# [HELP] How to manually set Headphone Impedance Sensing in Realtek Audio Console.



## masterwizard43 (Jun 27, 2020)

Hi, Guys 
I am having a problem with Realtek audio console (UWP). It wrongly detecting My headphone's Impedance. Which causing sound problems. 
I am currently using Razer Tiamat 7.1 v2, And don't know why my motherboard is unable to properly get the headphone's impedance.  

is there any way of manually setting the impedance so that the output signal can get amped?










Why do I think the impedance causing the sound issue? 
I tried uninstalling/installing the Realtek audio drivers, Right after reinstalling the driver, the audio output is pretty good, and it drives my  Razer Tiamat 7.1 v2 pretty good. 
But after reboot, from next time I boot my computer, the audio output volume&sound quality dropping significantly, for example, to get the same volume level I was getting at 40% before now, it is taking 75-80% volume to reach.

I tried using other modded Realtek Drivers/OLD drivers. And unfortunately, it making the headset worse.

Note: I am using Equalizer APO to fill the empty channels of  Razer Tiamat 7.1 v2

The Hardware I am using: 
Motherboard: MSI B450 GAMING PRO CARBON AC
CPU: 2700X
GPU: RTX 2060 6GB
Headset: Razer Tiamat 7.1 v2


----------



## CityCultivator (Jun 27, 2020)

Doesn't the Audio control unit act as an amplifier?


----------



## masterwizard43 (Jun 27, 2020)

CityCultivator said:


> Doesn't the Audio control unit act as an amplifier?



There is no separate audio control unit, I have connected 
Razer Tiamat 7.1 v2 headset to onboard audio output.


----------



## CityCultivator (Jun 27, 2020)

(To the furthest of my knowledge) Usually the onboard output is similar as a line out when used in 5.1/7.1 mode. A separate amplifier should give proper power to drive any real device.
And high impedance modes are for stereo headphones.
Your device drivers are 32 Ohms; the Razer website indicates. Usually high impedance is above 150 Ohms.
Edit: Have you followed the instructions of this page?
https://support.razer.com/articles/1530294691


----------



## masterwizard43 (Jun 27, 2020)

Well, Then why is the output volume decreasing after the system reboots then?


----------



## CityCultivator (Jun 27, 2020)

Are you using the PC volume control?
Is so, don't.
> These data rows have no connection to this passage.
PR #979, opened 2018-03-19
Bump ember-light-table dependency

acburdine:
closes TryGhost/Ghost#9434

Just bumping the dependency didn't seem to cause any issues 🤔- I tested it manually as well as ran tests locally. @kevinansfield were there specific things you noticed that were broken?


kevinansfield:
Hmm, I can't remember now, I'm sure when I tried the upgrade previously everything blew up in spectacular fashion so I just left it due to time constraints. Maybe it was just a dodgy module install or a conflict with something else 🤔 

Anyway, this looks fine! Thanks for looking into it 😄

PR #702, opened 2016-12-15
Add bundle option to /sign similar to /newcert

jacobhaven:
r? @kisom @lziest @fhossain

### DIFF
--- a/api/signhandler/signhandler.go
+++ b/api/signhandler/signhandler.go
@@ -170,7 +170,8 @@ func (h *Handler) Handle(w http.ResponseWriter, r *http.Request) error {
 
 // An AuthHandler verifies and signs incoming signature requests.
 type AuthHandler struct {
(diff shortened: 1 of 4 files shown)


jacobhaven:
I just did /sign and not /authsign as that's all we needed, but it would be trivial to copy the code if we want to have both.

fhossain:
@jacobhaven I think we should do authsign for the sake of completeness :-)

fhossain:
@jacobhaven I tested out the pull request branch and it fixes all the use cases I had with the second bundle call. All good from my end, Thanks.

jacobhaven:
@kisom Yeah, it's odd that it was; it's in the `.gitignore`... \*fixed\*

fhossain:
@kisom I think your changes were addressed. Is there some additional review changes outstanding with this pull request?

PR #704, opened 2016-12-27
MySQL: Certificate Serial Number should be 128 in length.

### LINKED ISSUE #703: MySQL: Wrong size for serial number column
Currently, the MySQL backend is non-functional due to a very simple mistake in https://github.com/cloudflare/cfssl/blob/master/certdb/mysql/migrations/001_CreateCertificates.sql#L5 : the size of the serial_number field should be 128 instead of 20, as obviously apparent in https://github.com/cloudflare/cfssl/blob/437c6213e569dde639fd116272c27557fd38eaf9/scan/vendor/crypto/tls/generate_cert.go#L107

I'd do a PR myself, but I'm not sure whether I should update the existing migration or create one. Consider that as it stands today, the current DB is non-functional in terms of revocation.

Waiting for input.

drf:
Modified previous migration as per @lziest suggestion.

Fixes #703

### DIFF
--- a/certdb/mysql/migrations/001_CreateCertificates.sql
+++ b/certdb/mysql/migrations/001_CreateCertificates.sql
@@ -2,7 +2,7 @@
 -- SQL in section 'Up' is executed when this migration is applied
 
 CREATE TABLE certificates (
-  serial_number            varbinary(20)  NOT NULL,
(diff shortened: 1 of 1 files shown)


lziest:
lgtm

Put the PC volume to the max and use the Audio control unit to control the volume.


----------



## masterwizard43 (Jun 27, 2020)

Just tried, The audio quality seems 100% same in either way


----------



## CityCultivator (Jun 27, 2020)

So you are using the max volume on the PC and on the Audio control unit and you feel its still too low, right?


----------



## masterwizard43 (Jun 27, 2020)

CityCultivator said:


> So you are using the max volume on the PC and on the Audio control unit and you feel it's still too low, right?



After listening to it for a bit, When I set the volume on pc 100% and lower the volume from the control box, In bass-heavy songs other frequency getting slightly lower when the "Bits" are happening.
But it is less noticeable when I make the volume 100% from the controller and control the volume from the PC.



CityCultivator said:


> So you are using the max volume on the PC and on the Audio control unit and you feel its still too low, right?


In other words right.


----------